Aim of the exercise: Search the listing below for the line containing "## The rules (no component names)". From there through the line containing "1. **A part", transcribe every line exactly, both ends included.

Dataset records:
PR #129, opened 2026-09-19
A stateful independent component passes a visual look: descendant own size, translation as end alignment, and re-observable inspections

tpitre:
Stacked on #125 (it contains that branch; review the five commits from `815bf8dda` on).

## Why

The stateful member of the independent family (shadcn `Switch`) was created through the app and **verified structurally, yet looking at the canvas it was wrong** in all nine variants: the thumb was a 1 px-wide hugging frame instead of a 16 × 16 circle, and the checked variants did not move it. The structural readback cannot see either defect. The owner delegated visual adjudication on 2026-09-18; this PR is what that look produced.

## Where the facts were lost

Observation kept both (`width/height: 16px` on the thumb in every state; `translate: calc(100% - 2px)` in the checked states). They were dropped later: the observed-content compiler excludes sample geometry for every part below the root, and style origin was read for component roots only, so nothing proved a descendant's size was its own declaration.

## The rules (no component names)

1. **A part below the root keeps its OWN fixed size**, under the root's discipline: style-origin `fixed`, declared by the element's own selector (the own-selector rule from #125, which treats an ancestor condition such as `.group[data-size=default] .part` as a condition, not the declarer), authored value equal to the used one in every plane where the part exists, no direct text. An outer selector, a percentage, `auto` or an unused declaration leaves it unsized. Evidence is recorded on initial-mount planes only.
2. **A main-axis translation equal to exactly the free space is end alignment for those states**, `start` elsewhere: carried by `layout.justify` plus per-plane layout, no pixel offset minted; free space compared in whole 1/64 px layout units; percentages resolve against the part's own border box. Anything else refuses `react-initial-contract-descendant-translate-unqualified:<reason>` with one of 14 named reasons (not the sole in-flow child, partial free space, cross-axis, rotation or scale, RTL or vertical writing, parent not a single-line flex row, …). Decision and reversal recipe are in the commit message and `source-reference/README.md`. One vocabulary change: per-plane layout may be driven by an optional boolean with an omitted VARIANT plane, the condition token maps already had.
3. **Observer identity.** A complete initial-state inspection records the hashes of the 18 modules that determine what an observation SAYS; it may be observed again only when that identity changed, or when it records none AND today's assembler refuses it for evidence it never gathered. Old runs are kept byte for byte, `latest` moves only on completion, operations pin runs by id so nothing existing changes. This removes a manual step I had to take twice today. The callback-behaviour store is not covered yet (named).

## Live result (Evaluations file, through the app and the companion)

Re-observed under the current observer (9 of 9 combinations), nine-variant set created, structure independently read back in one pass. **Agent visual evaluation of all nine variants against the source: pass** (16 px white circular thumb; left on the light track when unchecked or unset, right on the near-black track when checked; disabled column at 50 %). It is not an owner grade. The earlier defective set is kept in the file as evidence.

## Instrument finding (not fixed; named in `docs/CURRENT.md` row 4)

The repository scorer is blind to a white part on a light track: both fall under its near-white ink threshold, so the six unchecked variants of the DEFECTIVE first set scored 0 % with the thumb missing. Pairing the per-state images with the scorer is also owed: the fidelity recorder is pinned to one reference and the initial readback carries no export bounds.

## Verification

Red before and green after at the assembler level and in real Chromium (the computed forms are `calc(100% - 2px)` and `matrix(1,0,0,1,14,0)`; where the rule says END the part touches the end of the content box; a 10 px translation refuses). Built-in inspections re-assemble byte-identically (six of six) and the saved Button and Checkbox operations re-prepare identically. Whole `source:reference:check` (976), typecheck (root and playground), lint, `docs:check`, `ci:lanes`, `plugin:check`, registers; engine receipt re-recorded; complete local fast lane 195 of 198 (the three sandbox-only gates).


tpitre:
Adversarial review before merge (no Critical; one High, four Medium, all fixed in 30bff5647 and 9c49537f0). The reviewer first confirmed the live correction from the operation's own readback: thumb at x = 1 in the six unchecked or unset variants and x = 15 in the three checked ones, 16 × 16 in all nine, exactly the browser's used offsets; all 984 tracked contracts byte-identical under the vocabulary change. **High:** the own-size rule admitted declared sizes that are not the element's box (the clamp check passes vacuously where `width` does not apply): an inline element, a content-box with padding and border (12 declared, 18 drawn; end to end the END plane landed at x = 19 against the source's 15), `display: contents`, a part under `zoom`. The shared reader (roots and descendants) now requires the MEASURED border box to equal the declared length in whole 1/64 px units and refuses the rest by name (`size-declaration-does-not-apply`, `size-is-content-box`, `size-zoomed-context`); content-box sizes are refused rather than converted, because either number would be wrong somewhere. All 3,472 saved fixed size facts satisfy the new condition. **Medium:** a child's main-axis margins no longer qualify the alignment rule (`main-axis-margin-present`); a descendant moved across states by margins or relative insets refuses `react-initial-contract-descendant-offset-unexplained` instead of compiling silently; boolean-driven by-prop rules were dead selectors on the static HTML surface (exactly one tracked contract changes: a switch whose boolean-driven literals never rendered there); the SUCCESS path of observing again is now tested end to end on a mountable fixture (new run completes, `latest` moves, the old run is byte-identical and an old pin still reads it); a recorded, equal observer no longer strands an unobserved-evidence refusal. Observer identity also records the playwright-core and Chromium version. All eight saved inspections and the live Switch operation re-derive byte-identically. Local lane 195 of 198 (the three sandbox-only gates); figma:fresh and generated:fresh green.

Output:
## The rules (no component names)

1. **A part below the root keeps its OWN fixed size**, under the root's discipline: style-origin `fixed`, declared by the element's own selector (the own-selector rule from #125, which treats an ancestor condition such as `.group[data-size=default] .part` as a condition, not the declarer), authored value equal to the used one in every plane where the part exists, no direct text. An outer selector, a percentage, `auto` or an unused declaration leaves it unsized. Evidence is recorded on initial-mount planes only.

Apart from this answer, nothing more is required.